• _Aim of the exercise_
Work through the records below and copy every line that includes "possible".
[[ Extracted entries open ]]
PR #412, opened 2018-12-21
Add bridge dump support

diconico07:
This PR add support for bridge neigh entries dump on subscribe and also add a bridge related attribute to neigh structure

### DIFF
--- a/neigh.go
+++ b/neigh.go
@@ -17,6 +17,7 @@ type Neigh struct {
 	LLIPAddr     net.IP //Used in the case of NHRP
 	Vlan         int
 	VNI          int
+	MasterIndex  int
 }
 
 // String returns $ip/$hwaddr $label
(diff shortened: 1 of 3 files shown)


diconico07:
Added support of MasterIndex in neighHandle() as I forgot it at first.

vishvananda:
The code here looks correct. Is it possible to create a test to validate that it is working properly?

diconico07:
I had to change a bit more than I thought for the tests. The only disappointing thing is the need for a vxlan interface in the test as the FDB entries for vxlan interfaces are really close to usual neigh entries and can thus be checked using the same function in the tests.

diconico07:
Anything else needed from me ?

aboch:
Please squash your commits into one

aboch:
LGTM

PR #418, opened 2019-01-03
Fix Race Condition in TestXfrmMonitorExpire

seglberg:
This fixes the TestXfrmMonitorExpire test, which previously exhibited a race-condition. 

Since netlink messages are asynchronous and order is not guaranteed by the Kernel, the order of the expire messages could not be assumed.

---
This change is [Reviewable](https://reviewable.io/reviews/vishvananda/netlink/418)


aboch:
Thanks.

LGTM

PR #425, opened 2019-01-22
Add bond slave information

lebauce:


lebauce:
@vishvananda Can you please take a look ? Thanks !

vishvananda:
This code looks correct, but it would be great to have a test for it. Is it possible to add a bond slave already? If so, a test should be straightforward. If not, then that is probably functionality we need as well.

aboch:
ping @lebauce

aboch:
Sorry, no feedback for the past 5 months. Will go with #487

lebauce:
@aboch Sorry, missed the notifications. Thanks for finishing my work :-)

PR #444, opened 2019-05-16
tuntap: Return TunTapLink instead of GenericLink

amshinde:
For tuntap interfaces, return a TunTap Interface instead of
a Generic link when retrieving the interface.
Use netlink extended attributes to populate the Link attributes
for the tuntap link.
In case of older tun driver which does not provide these
attributes, use sysfs to retrieve these attributes.

This commit also adds Owner and Group attributes for the TunTap
Link.

Signed-off-by: Archana Shinde <archana.m.shinde@intel.com>


link_linux.go
```diff
@@ -1580,9 +1586,57 @@ func LinkDeserialize(hdr *unix.NlMsghdr, m []byte) (Link, error) {
...
+
+				if flags&unix.IFF_PERSIST == 0 {
+					tuntap.NonPersist = true
+				} else {
+					tuntap.NonPersist = false
+				}
+
+			}
+			if owner, err := readSysProp(ifname, "owner"); err == nil && owner > 0 {
+				tuntap.Owner = uint32(owner)
```
jellonek: Hmmm... Are we loosing there info that the device have no owner, instead passing an info that the owner is root? The same goes for `group`.

link_linux.go
```diff
@@ -1580,9 +1586,57 @@ func LinkDeserialize(hdr *unix.NlMsghdr, m []byte) (Link, error) {
...
+			if group, err := readSysProp(ifname, "group"); err == nil && group > 0 {
+				tuntap.Group = uint32(group)
+			}
+		}
+	}
+
 	return link, nil
 }
 
+func readSysProp(ifname, prop string) (int64, error) {
```
jellonek: Please rename this func to `readSysPropAsInt64`.

link_linux.go
amshinde: If the owner is root, I noticed that the sysfs interface returns -1 instead of 0 here. That's why the workaround. The sysfs interface probably needs to be modified to return 0 for root instead of -1.

link_linux.go
amshinde: Will do.

link_linux.go
jellonek: ACK.

link_linux.go
amshinde: Fixed.

amshinde:
@jellonek I have added a test to check for tuntap attributes.
For older kernels, since netlink does not provide the tun attributes, we rely on sysfs. 
But the sysfs needs to be remounted after the network namespace is created. I think this should be the responsibility of the caller.
The unit tests handle this by mounting and unmounting sysfs.

amshinde:
@jellonek I am seeing Travis failures that are completele unrelated to this PR.
Is this expected or something I should be looking at?

jellonek:
@vishvananda already fixed some of these errors (maybe even all of them) but i don't have a rights to restart test job.

btw. Iv'e found a small issue with your testing procedure - imo unmounting sys should be added as a defered call just after mount, before calling the inner test.

vishvananda:
@jellonek I fixed the errors and merged yesterday in #447. Can you try rebasing on master and repushing? The sys unmount seems reasonable.

amshinde:
@jellonek I have fixed the sys umount now. PTAL. Rebased as well.

jellonek:
@amshinde LGTM
@vishvananda i was only mentioning that YOU have fixed these bugs ;) (sry for my english ;) )

link_linux.go
```diff
@@ -1580,9 +1586,57 @@ func LinkDeserialize(hdr *unix.NlMsghdr, m []byte) (Link, error) {
...
 	*link.Attrs() = base
 
+	// If the tuntap attributes are not updated by netlink due to
+	// an older driver, use sysfs
+	if link != nil && linkType == "tun" {
+		tuntap := link.(*Tuntap)
+
+		if tuntap.Mode == 0 {
+			ifname := tuntap.Attrs().Name
+			if flags, err := readSysPropAsInt64(ifname, "tun_flags"); err == nil {
```
aboch: Why aren't we handling the error ?

link_linux.go
```diff
@@ -1580,9 +1586,57 @@ func LinkDeserialize(hdr *unix.NlMsghdr, m []byte) (Link, error) {
...
+
+				if (flags & unix.IFF_TUN) != 0 {
+					tuntap.Mode = unix.IFF_TUN
+				} else if (flags & unix.IFF_TAP) != 0 {
+					tuntap.Mode = unix.IFF_TAP
+				}
+
+				if flags&unix.IFF_PERSIST == 0 {
```
aboch: please `go fmt` this.

aboch: Why here `if A & B == 0` and above `if (A&B) != 0` ?
Please be consistent, if parenthesis are not needed, do not add them

link_linux.go
aboch: Then please add this explanation as a comment.

link_linux.go
```diff
@@ -1580,9 +1586,57 @@ func LinkDeserialize(hdr *unix.NlMsghdr, m []byte) (Link, error) {
...
+					tuntap.NonPersist = true
+				} else {
+					tuntap.NonPersist = false
+				}
+
+			}
+			if owner, err := readSysPropAsInt64(ifname, "owner"); err == nil && owner > 0 {
+				tuntap.Owner = uint32(owner)
+			}
+			if group, err := readSysPropAsInt64(ifname, "group"); err == nil && group > 0 {
```
aboch: We should not discard the error.

link_linux.go
```diff
@@ -1580,9 +1586,57 @@ func LinkDeserialize(hdr *unix.NlMsghdr, m []byte) (Link, error) {
...
+				tuntap.Group = uint32(group)
+			}
+		}
+	}
+
 	return link, nil
 }
 
+func readSysPropAsInt64(ifname, prop string) (int64, error) {
+	var num int64
```
aboch: Please remove this definition `strconv.ParseInt` returns an `int64`
`num, err := strconv.ParseInt(...`

link_linux.go
```diff
@@ -1580,9 +1586,57 @@ func LinkDeserialize(hdr *unix.NlMsghdr, m []byte) (Link, error) {
...
+
+	fname := fmt.Sprintf("/sys/class/net/%s/%s", ifname, prop)
+
+	contents, err := ioutil.ReadFile(fname)
+	if err != nil {
+		return num, err
```
aboch: on same line to keep code lean, after taking care of previous comment, it is perfectly fine to`return 0, err` here.

link_linux.go
```diff
@@ -1580,9 +1586,57 @@ func LinkDeserialize(hdr *unix.NlMsghdr, m []byte) (Link, error) {
...
+				if (flags & unix.IFF_TUN) != 0 {
+					tuntap.Mode = unix.IFF_TUN
+				} else if (flags & unix.IFF_TAP) != 0 {
+					tuntap.Mode = unix.IFF_TAP
+				}
+
+				if flags&unix.IFF_PERSIST == 0 {
+					tuntap.NonPersist = true
+				} else {
+					tuntap.NonPersist = false
```
aboch: I feel the following form is better readable
```
tuntap.NonPersist = false
if flags&unix.IFF_PERSIST == 0 {
    tuntap.NonPersist = true
}
```

link_linux.go
amshinde: @aboch I chose to ignore this error, in case sysfs has not been mounted for the network namespace, resulting in interfaces not found on /sys.
I took the approach of best-effort to get the interface attributes. If you prefer erroring out here, 
I can follow that approach.

aboch: >I took the approach of best-effort to get the interface attributes.

Makes sense. Thanks.

amshinde: Thanks @aboch. I have addressed your other comments. PTAL.

link_linux.go
aboch: best effort logic as explained by @amshinde

aboch:
LGTM

PR #446, opened 2019-05-29
Revert "Add support for TC_ACT_CONNMARK"

vishvananda:
This reverts commit 00009fb8606a3b58605059db3a56262f763299d4.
[[ Extracted entries closed ]]
• _Task solution_
The code here looks correct. Is it possible to create a test to validate that it is working properly?
This code looks correct, but it would be great to have a test for it. Is it possible to add a bond slave already? If so, a test should be straightforward. If not, then that is probably functionality we need as well.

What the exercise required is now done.